Cameron reported feeling no pain at all, and a year later, she had major surgery on her hand which, as one of the most nerve-dense parts of our body, typically comes with significant post-surgical pain. Cameron, again, reported feeling no pain in her hand and cannot recall a time she had ever needed to take any form of painkillers.

In 2019, researchers identified a gene, FAAH-OUT, that seemed to be the cause of her extraordinary condition, and a newly published study in the journal Brain details the molecular mechanism behind Cameron's extraordinary pain insensitivity. According to University College London (UCL) researchers, mutations in FAAH-OUT and the FAAH genes are responsible for producing Cameron's pain insensitivity, and the FAAH-OUT gene appears to "turn down" expression of the gene FAAH, which has ancillary effects for other molecular mechanisms tied to wound healing and mood.

"The FAAH-OUT gene is just one small corner of a vast continent, which this study has begun to map," Dr. Andrei Okorokov (UCL Medicine), a senior author of the study, said in a university statement. "As well as the molecular basis for painlessness, these explorations have identified molecular pathways affecting wound healing and mood, all influenced by the FAAH-OUT mutation. As scientists, it is our duty to explore and I think these findings will have important implications for areas of research such as wound healing, depression, and more."

The identification of the gene mechanism is just the start, according to the researchers, who mapped the impact of the mutation in the FAAH-OUT gene, and while it turned down expression of FAAH, it also turned down 348 other genes while turning up another 797. Needless to say, there is far more work to be done to see how these gene mutations and expressions interact before any possible benefit for people can be drawn from the discovery.

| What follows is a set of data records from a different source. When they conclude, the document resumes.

PR #162, opened 2022-08-19
Degree centrality algorithm

jmatak:
### Description

Implementation of degree centrality algorithm.  More information about algorithm: https://www.sci.unich.it/~francesc/teaching/network/degree.html

### Pull request type

- [x] Algorithm/Module

#### Module/Algorithm
- [ ] Unit tests
- [ ] End-to-end tests
- [x] Code documentation


antepusic (approved):

cpp/degree_centrality_module/degree_centrality_module.cpp
```diff
@@ -0,0 +1,59 @@
...
+  return 0;
+}
+
+// This is an optional function if you need to release any resources before the
+// module is unloaded. You will probably need this if you acquired some
+// resources in mgp_init_module.
+extern "C" int mgp_shutdown_module() {
+  // Return 0 to indicate success.
+  return 0;
+}
```
antoniofilipovic, line 59: Empty line here

cpp/degree_centrality_module/degree_centrality_module.cpp
```diff
@@ -0,0 +1,59 @@
...
+const char *kFieldNode = "node";
+const char *kFieldDegree = "degree";
+
+void InsertDegreeCentralityRecord(mgp_graph *graph, mgp_result *result, mgp_memory *memory, std::uint64_t node,
+                                  double degree) {
+  auto *record = mgp::result_new_record(result);
+
+  mg_utility::InsertNodeValueResult(graph, record, kFieldNode, node, memory);
+  mg_utility::InsertDoubleValueResult(record, kFieldDegree, degree, memory);
+}
```
antoniofilipovic, line 20: Why don't we insert node here instead of node_id?

Because this function `InsertNodeValueResult` needs to get node for every id, which means CAPI call to DbAccessor to get node with given ID which is fast with indexing but slow otherwise (but still NlogN), right?

antoniofilipovic: We can make it faster by sending here pointer to node, if I am not wrong?

antoniofilipovic (commented):
Check comments, I was just thinking about how to make it faster (maybe) and a few empty lines are missing.

cpp/degree_centrality_module/degree_centrality_module.cpp
jmatak: You are not wrong about the time complexity, however, we do not have a node there, we are storing the reindexed nodes in our GraphView, and only work with `int` type. This is the step where we fetch the concrete node from storage.

jmatak: Also true, but the same logic could be applied to any other algorithm out there. There are two reasons to have GraphView API:
1. It's easier to use. It's much more comfortable to use this API than directly using the C API that Memgraph offers.
2. It can be tested and developed independently. You don't need a Memgraph instance to test the GraphView. Tests can be generated without having the Memgraph instance running.

antoniofilipovic: I think the same logic cannot be applied since in other algorithms we are doing more complex traversals and it is easier to test and implement algorithms that way, but here we have directly what we need through API. We can make it faster by avoiding copying stuff to GraphView and getting every vertex from the database (mgp_graph_get_vertex_by_id). And instead of the whole algorithm and switching to GraphView, we can just use API. But, if testing is still an issue, I am fine with this.

antoniofilipovic: The only issue could be the subgraph, but we can skip that part of the implementation, right? Since that feature should be on master by 31.8.

antoniofilipovic: I think this is resolved now.

antoniofilipovic (approved):
:ship: :it:

PR #170, opened 2022-10-04
Query module for connecting to ElasticSearch

as51340:
### Description

Query module which enables developers to serialize Memgraph into Elastic search instance using basic authentication. It can also scan based on the query given. It indexes documents using bulking_scan. 

### Pull request type

- [ ] Bugfix
- [ ] Algorithm/Module
- [x] Feature
- [ ] Build related changes

#### Module/Algorithm
- [ ] Unit tests
- [ ] End-to-end tests
- [ ] Code documentation


python/elastic_search_serialization.py
```diff
@@ -0,0 +1,505 @@
...
+        elastic_password (str): User's password for connecting to the Elasticsearch.
+    Returns:
+        Elasticsearch: Client reference.
+    """
+    client = Elasticsearch(
+        elastic_url,
+        ca_certs=ca_certs,
+        basic_auth=(elastic_user, elastic_password),
+    )
+    print(f"Client info: {client.info()}")
```
antoniofilipovic, line 260: Consider using mgp.Logger here or completely removing the print.

python/elastic_search_serialization.py
```diff
@@ -0,0 +1,505 @@
...
+        number_of_replicas=number_of_replicas,
+    )
+
+    # Created objects can be vertices and edges
+    created_vertices, created_edges = get_created_updated_objects(createdObjects)
+
+    # Now create iterable of documents that need to be indexed
+    nodes, edges = generate_documents(created_vertices, created_edges)
+    print(f"Nodes: {nodes}")
+    print(f"Edges: {edges}")
```
antoniofilipovic, line 400: Consider using mgp.Logger here or completely remove the print.

antoniofilipovic: Same for all the other prints.

python/elastic_search_serialization.py
```diff
@@ -0,0 +1,505 @@
...
+        scroll=scroll,
+        raise_on_error=raise_on_error,
+        preserve_order=preserve_order,
+        size=size,
+        request_timeout=request_timeout,
+        clear_scroll=clear_scroll,
+    )
+    items = []
+    for item in response:
+        items.append(item)
```
antoniofilipovic, line 504: items = [item for item in items]

antoniofilipovic: even better
return [item for item in items]

python/elastic_search_serialization.py
```diff
@@ -0,0 +1,505 @@
...
+    Args:
+        edge (mgp.Edge): Reference to the edge in Memgraph DB.
+    Returns:
+        Dict[str, Any]: ElasticSearch object representation.
+    """
+    rel: Dict[str, Any] = {}
+    rel[ACTION] = {INDEX: {ID: str(edge.id)}}
+    source = serialize_properties(edge.properties.items())
+    source[LK_TYPE] = edge.type.name
+    rel[SOURCE] = source
```
antoniofilipovic, line 220: source = serialize_properties(edge.properties.items())
return {ACTION:INDEX: {ID: str(edge.id)},
        LK_TYPE : edge.type.name,
        SOURCE: source }

python/elastic_search_serialization.py
```diff
@@ -0,0 +1,505 @@
...
+    return rel
```
antoniofilipovic, line 221:
```suggestion
    source = serialize_properties(edge.properties.items())
    return {ACTION: {INDEX: {ID: str(edge.id)}},
                SOURCE: source,
                LK_TYPE: edge.type.name}
```

python/elastic_search_serialization.py
```diff
@@ -0,0 +1,505 @@
...
+    Args:
+        elastic_url (str): URL for connecting to the Elasticsearch instance.
+        ca_certs (str): Path to the certificate file.
+        elastic_user (str): The user trying to connect to the Elasticsearch.
+        elastic_password (str): User's password for connecting to the Elasticsearch.
+    Returns:
+        Elasticsearch: Client reference.
+    """
+    client = Elasticsearch(
+        elastic_url,
```
antoniofilipovic, line 256: For consistency, consider setting elastic_url as key=value pair.

python/elastic_search_serialization.py
```diff
@@ -0,0 +1,505 @@
...
+        context_edges (List[mgp.Edge]]): Edges in Memgraph that were created/updated.
+    Returns:
+        Tuple[List[Dict[str, Any]], List[Dict[str, Any]]]
+    """
+    nodes, edges = [], []
+    for vertex in context_vertices:
+        nodes.append(serialize_vertex(vertex))
+    for edge in context_edges:
+        edges.append(serialize_edge(edge))
+    return nodes, edges
```
antoniofilipovic, line 326: Can we parallelize this? Does it make sense?

python/elastic_search_serialization.py
```diff
@@ -0,0 +1,505 @@
...
+        vertex (mgp.Vertex): Reference to the vertex in Memgraph DB
+    Returns:
+        Dict[str, Any]: ElasticSearch object representation.
+    """
+    node: Dict[str, Any] = {}  # whole part
+    node[ACTION] = {INDEX: {ID: str(vertex.id)}}
+    source = serialize_properties(vertex.properties.items())
+    source[LK_CATEGORIES] = [label.name for label in vertex.labels]
+    node[SOURCE] = source
+    return node
```
antoniofilipovic, line 205: You have different namings for the same thing, consider using vertex or node, not both. And same suggestion as below may be applied.

antoniofilipovic (changes requested):

python/elastic_search_serialization.py
as51340: Hmm not sure I think yes. Multiprocessing in Python. But this requires rewriting because I don't think setting up more than a multiprocessing pool makes sense.

python/elastic_search_serialization.py
```diff
@@ -0,0 +1,514 @@
...
+        Dict[str, Any]: Object that conforms ElasticSearch's schema.
+    """
+    source: Dict[str, Any] = {}
+    for prop_key, prop_value in properties:
+        if type(prop_value) == datetime:
+            # Convert datetime to str, replace microsecond and add Z suffix(Zulu or zero offset) manually because Python doesn't support it out of the box
+            prop_value = prop_value.replace(microsecond=0).isoformat() + "Z"
+            source[prop_key + LKE_DATE] = prop_value
+        elif type(prop_value) in lke_mapping:
+            source[prop_key + lke_mapping[type(prop_value)]] = prop_value
```
BorisTasevski, line 235: Use formatted string where possible instead of string concatenation

python/elastic_search_serialization.py
```diff
@@ -0,0 +1,514 @@
...
+        properties (Dict[str, Any]]): Properties of nodes and relationships.
+    Returns:
+        Dict[str, Any]: Object that conforms ElasticSearch's schema.
+    """
+    source: Dict[str, Any] = {}
+    for prop_key, prop_value in properties:
+        if type(prop_value) == datetime:
+            # Convert datetime to str, replace microsecond and add Z suffix(Zulu or zero offset) manually because Python doesn't support it out of the box
+            prop_value = prop_value.replace(microsecond=0).isoformat() + "Z"
+            source[prop_key + LKE_DATE] = prop_value
```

“The initial discovery of the genetic root of Jo Cameron’s unique phenotype was a eureka moment and hugely exciting, but these current findings are where things really start to get interesting," Professor James Cox (UCL Medicine), a senior author of the study, said. "By understanding precisely what is happening at a molecular level, we can start to understand the biology involved and that opens up possibilities for drug discovery that could one day have far-reaching positive impacts for patients.”

Probably the most remarkable thing about FAAH-OUT and FAAH is that they are found in the 98% of human DNA that is noncoding, often referred to as 'junk' DNA. This is because these genes had long been thought to "not do anything" because they didn't specifically code for a protein to be used in cells, but as Cameron's case reveals, there is clearly far more to this "dark" part of our genome.